Work required
Below this sentence is a listing; return exactly its lines from the one with "player's dice rolls" to the one with "getDiceRoll = function", both kept, and nothing more.

Data
PR #296, opened 2021-12-11
12:2 Olivia

itsninenow:

🚀🚀🚀🚀🚀🚀🚀🚀🚀🚀🚀🚀🚀🚀🚀🚀

4hrs

undefined. unidentified bracket in x line

debugging what was undefined and where the brackets are 
Comfort Level (1-5):
2
Completeness Level (1-5):
2
Had to do a lot of referencing. Not confident in doing without references.

I tried to take into consideration the user experience and gave feedback in the output messages.

How to select number of players (e.g. 2 players, 3 players, 4 players)

### DIFF
--- a/script.js
+++ b/script.js
@@ -1,4 +1,150 @@
+/*Requirements
+There are 2 players and players take turns.
+When a player clicks Submit, the game rolls 2 dice and shows the dice rolls, for example 3 and 6.
+The player picks the order of the dice they want. For example, if they wanted the number 63, they would specify that the 2nd dice goes first. You can choose how the player specifies dice order.
+After both players have rolled and chosen dice order, the player with the higher combined number wins.*/
+
+// Objective: Decide who wins the dice rolls by having the higher combined number
+//How to get there? Input roll dice function
+
+// Game modes
+var GAME_MODE_DICE_ROLL = "GAME_MODE_DICE_ROLL";
+var GAME_MODE_CHOOSE_DICE_ORDER = "GAME_MODE_CHOOSE_DICE_ORDER";
+
+// Initialise the game to start with the dice roll game mode
+var gameMode = GAME_MODE_DICE_ROLL;
+
+// Keep track of the current player's number, either 1 or 2.
+// The game starts with Player 1.
+var currPlayer = 1;
+
+// Keep track of each player's dice rolls
+var player1Dice = [];
+var player2Dice = [];
+
+// Keep track of each player's chosen numbers
+var player1Num;
+var player2Num;
+
+// roll dice function
+var getDiceRoll = function () {
+  // Generate a decimal from 0 through 6, inclusive of 0 and exclusive of 6.
+  var randomDecimal = Math.random() * 6;
+
+  // Remove the decimal with the floor operation.
+  // This will be an integer from 0 to 5 inclusive.
+  var randomInteger = Math.floor(randomDecimal);
+
+  // Add 1 to get valid dice rolls of 1 through 6 inclusive.
+  var diceNumber = randomInteger + 1;
+
+  return diceNumber;
+};
+
+/**
+ * Get dice rolls for curr player and populate curr player's dice array
+ * Return the new dice rolls
+ */
+
+var getDiceRolls = function () {
+  // Create an array newDiceRolls with 2 independent dice roll values
+  var newDiceRolls = [getDiceRoll(), getDiceRoll()];
+
+  // Assign newDiceRolls to the current player's dice array
+  if (currPlayer == 1) {
+    player1Dice = newDiceRolls;
+  }
+  // If currPlayer is not 1, assume currPlayer is 2
+  else {
+    player2Dice = newDiceRolls;
+  }
+
+  // Return new dice rolls to parent function
+  return newDiceRolls;
+};
+
+var getPlayerNumber = function (firstNumeralIndex) {
+  // Get the current player's dice array. i.e. var diceArray
+  // if (currPlayer == 1) { diceArray = player1Dice; } else { diceArray = player2Dice; }
+  var diceArray = currPlayer == 1 ? player1Dice : player2Dice;
+  var playerNum;
+  // If the chosen first numeral index is 1, create player number starting with 1st dice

Answer to this problem
+// Keep track of each player's dice rolls
+var player1Dice = [];
+var player2Dice = [];
+
+// Keep track of each player's chosen numbers
+var player1Num;
+var player2Num;
+
+// roll dice function
+var getDiceRoll = function () {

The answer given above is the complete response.